Neither the IceCube nor the ARA drill looks like a model of efficiency. Each comprises a chain of large sleds, carrying generators, water heaters, fuel tanks, a computer-control system, great lengths of hose, and the drill nozzle itself. (The massive hose reel for IceCube is one of the largest things ever built in the PSL shop, and an engineering feat in its own right.)
But the design teams have focused on fuel efficiency throughout, because it’s expensive to ship jet fuel to the South Pole. “We had to build a drilling strategy model to drill a hole that was big enough to allow time to get the equipment into the ice, but not too big, because that wastes fuel,” Benson says. “We need to continue looking at ways to increase energy efficiency so that fuel requirements stay low, and turning to more renewable forms of energy to power the experiments.“
The roughly 10 years of drilling at the South Pole will pay off in far less remote locations. Current PSL projects include engineering support for the LUX-ZEPLIN Dark Matter Search Experiment. For the project, researchers plan to use a huge chamber of liquid xenon a mile underground near Lead, South Dakota, to search for weakly interacting massive particles, or WIMPs.

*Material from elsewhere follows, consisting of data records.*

Issue #1928, opened 2019-04-09
Unable to use _remap without default method in controller


krishnan57474:
**Describe the bug**
A controller with method other than _remap
creates error in routes toolbar collector.

**CodeIgniter 4 version**
CodeIgniter4 Beta 0.0.2

**Affected module(s)**
system\Debug\Toolbar\Collectors\Routes.php

**Expected behavior, and steps to reproduce if appropriate**

1. Set CodeIgniter environment to development
2. Rename index method to _remap in app/Controllers/Home.php
3. run

You get method not exists error.

The following statement in system\Debug\Toolbar\Collectors\Routes.php:

        $method    = is_callable($router->controllerName()) ? new \ReflectionFunction($router->controllerName()) : new \ReflectionMethod($router->controllerName(), $router->methodName());

Calling **\ReflectionMethod($router->controllerName(), $router->methodName())** without method_exists check
causes method not exists error.

**Fix**

        $method    = is_callable($router->controllerName()) ? new \ReflectionFunction($router->controllerName()) : new \ReflectionMethod($router->controllerName(), method_exists($router->controllerName(), '_remap') ? '_remap' : $router->methodName());

jim-parry:
Unable to reproduce this specific problem.
Applying the proposed solution breaks ControllerTesterTest, which expects an index() method.
The user guide says that index() *is* the default method, hence it seems reasonable that not having it, whether or not you have a _remap(), would cause problems.

PR #1960, opened 2019-04-21
Fix unable to use _remap without default method

krishnan57474:
**Description**
A controller with method other than _remap creates ReflectionException error in routes collector toolbar.
Fix for #1928

**Checklist:**

- [x]  Securely signed commits

- [x]  Component(s) with PHPdocs

- [x]  Unit testing, with >80% coverage

- [x]  User guide updated

- [x]  Conforms to style guide

### DIFF
--- a/system/Debug/Toolbar/Collectors/Routes.php
+++ b/system/Debug/Toolbar/Collectors/Routes.php
@@ -88,7 +88,7 @@ class Routes extends BaseCollector
 		$route = $router->getMatchedRoute();
 
 		// Get our parameters
-		$method    = is_callable($router->controllerName()) ? new \ReflectionFunction($router->controllerName()) : new \ReflectionMethod($router->controllerName(), $router->methodName());
+		$method    = is_callable($router->controllerName()) ? new \ReflectionFunction($router->controllerName()) : new \ReflectionMethod($router->controllerName(), method_exists($router->controllerName(), '_remap') ? '_remap' : $router->methodName());
 		$rawParams = $method->getParameters();
 
 		$params = [];


system/Debug/Toolbar/Collectors/Routes.php
```diff
@@ -88,7 +88,7 @@ public function display(): array
 		$route = $router->getMatchedRoute();
 
 		// Get our parameters
-		$method    = is_callable($router->controllerName()) ? new \ReflectionFunction($router->controllerName()) : new \ReflectionMethod($router->controllerName(), $router->methodName());
+		$method    = is_callable($router->controllerName()) ? new \ReflectionFunction($router->controllerName()) : new \ReflectionMethod($router->controllerName(), method_exists($router->controllerName(), '_remap') ? '_remap' : $router->methodName());
```
atishamte: I guess this will always go for remap...

krishnan57474: nope it's not always go for remap. only when controller contains remap method. the main issue is, when controller contains remap method only, it creates error. $router->methodName() always return "index" when controller contains remap method only. if controller having both remap and index method, toolbar always choose index instead of remap. but router always prefers remap first. calling ReflectionMethod without checking method exists check creates ReflextionException error.

atishamte: What I am saying here is,
for example, method abc() is present and I am calling same method from route, then also, according to your condition, if both method _remap() and abc() are present, it will always go for _remap().
But ideally, it should go directly to abc()

krishnan57474: yup, you are right. but if you have controller with only one method, that is remap. then router correctly choose remap method, but toolbar always fallback to default method **index**, without checking method existence.

Issue #1971, opened 2019-04-24
Toolbar won't accept custom collectors


MGatner:
The User Guide outlines creating a custom Collector for the Debug Toolbar:
https://codeigniter4.github.io/CodeIgniter4/testing/debugging.html?#creating-custom-collectors

However, the Toolbar service takes a static `$viewsPath` from `app/Config/Toolbar.php` and  then toolbar.tpl.php uses this to render a view template for each Collector:
https://github.com/codeigniter4/CodeIgniter4/blob/develop/system/Debug/Toolbar/Views/toolbar.tpl.php#L139

Therein lies the conundrum: `$viewsPath` will either be the default `SYSTEMPATH . 'Debug/Toolbar/Views/'` (where developers should not inject their own `_packagename.tpl`) or some other path which will lack the view templates for core Collectors.

The Guide states "`display()` should return a string of HTML" but it actually needs to return an array: https://github.com/codeigniter4/CodeIgniter4/blob/develop/system/Debug/Toolbar/Collectors/BaseCollector.php#L237)

My guess is that the User Guide is reflecting a step in the direction of making it easier to  create custom Collectors (by directly return HTML from `display()`), but that change hasn't been implemented in the Toolbar class yet.

PR #1972, opened 2019-04-24
Toolbar fix for custom collectors

MGatner:
**Description**
Custom collectors fail because toolbar.tpl.php tries to parse their view file from `SYSTEMPATH . 'Debug/Toolbar/Views/'`. See #1971 for complete description of the issue.
This change allows `Collector->display()` to return a string (as stated in the User Guide) and then, when detected in the view template, displays it directly instead of looking for a separate template to parse.

*There's probably a better way to handle this by checking for a namespaced view template for the collector.*

**Checklist:**
- [X] Securely signed commits
- [ ] User guide updated
- [X] Conforms to style guide


lonnieezell:
I think that's fine for now, but does warrant a deeper look into the disconnect between user guide and functionality.

PR #1976, opened 2019-04-30
__set boolean / datetime

nowackipawel:
I dunno why I didn't do this PR earlier. During last merge I've noticed I didn't do it.


nowackipawel:
@lonnieezell @jim-parry  is sth wrong with this PR?

PR #1977, opened 2019-05-01
Test/featuretestcase

### LINKED ISSUE #1767: Controller Test / Feature Testing output issues

jim-parry:
- added 'patch' to allowed HTTP verbs in RouteCollection
- added resetRoutes() in RouteCollection, to support FeatureTestCase
- added output capturing to FeatureTestCase::call
- added more methods to tests/_support/Controllers/Popcorn, to generate all the different kinds of responses
- added note to testing/features in user guide

Related to #1767, #1692 & possibly #1697
Closes #1767

### DIFF
--- a/system/Router/RouteCollection.php
+++ b/system/Router/RouteCollection.php
@@ -619,9 +619,9 @@ class RouteCollection implements RouteCollectionInterface
 	 * Example:
 	 *      $routes->add('news', 'Posts::index');
 	 *
-	 * @param string        $from
-	 * @param array|string  $to
-	 * @param array         $options
+	 * @param string       $from
+	 * @param array|string $to
+	 * @param array        $options
 	 *
 	 * @return RouteCollectionInterface
 	 */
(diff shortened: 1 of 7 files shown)


jim-parry:
Three SQLite3 tests are failing, and there are some warnings for SQLite3 too.
I don't see these being related to the current PR, though they pass travis-ci for other PRs.
This should be ready to go, as far as I can tell.

lonnieezell:
Doesn't look like those tests are affected by anything you did. They seem to be missing a `$refresh = true` or similar on those test classes.

jim-parry:
I think there is something screwy with travis-ci.
I re-ran the test suite that failed, and now three different tests fail - Validation ones.
It seems that the db_user table is sometimes there for SQLite3, and sometimes not.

“For me, personally, this project is one of the most interesting because it is exposing me to new engineering skills, such as cryogenics and extreme purity requirements,” Benson says. “Using xenon is a challenge in and of itself, because xenon is such a rare gas.”
Other particle-physics projects PSL is working on include the Fermilab Long Baseline Neutrino Experiment (LBNE), the Daya Bay Reactor Neutrino Experiment in China’s Guangdong Province, and the Compact Muon Solenoid, site of the historic Higgs boson discovery.
Even as engineers learn more and more about what works on these projects, each one presents its own formidable set of unknowns. “Part of what makes this line of work exciting for us is that it’s hard to know what new challenges will be coming our way,” Benson says.
At least one challenge is clear. Researchers need to help these projects become more and more efficient so that they can thrive in the long run. “Physicists and engineers always need to find new ways to deliver new science while staying within the confines of what is actually supportable and will be funded,” he says. “New drills need to be smaller, lighter and more mobile.”
By tackling these technical uncertainties, engineers like Benson help physicists explore even greater unknowns about the makeup of the universe.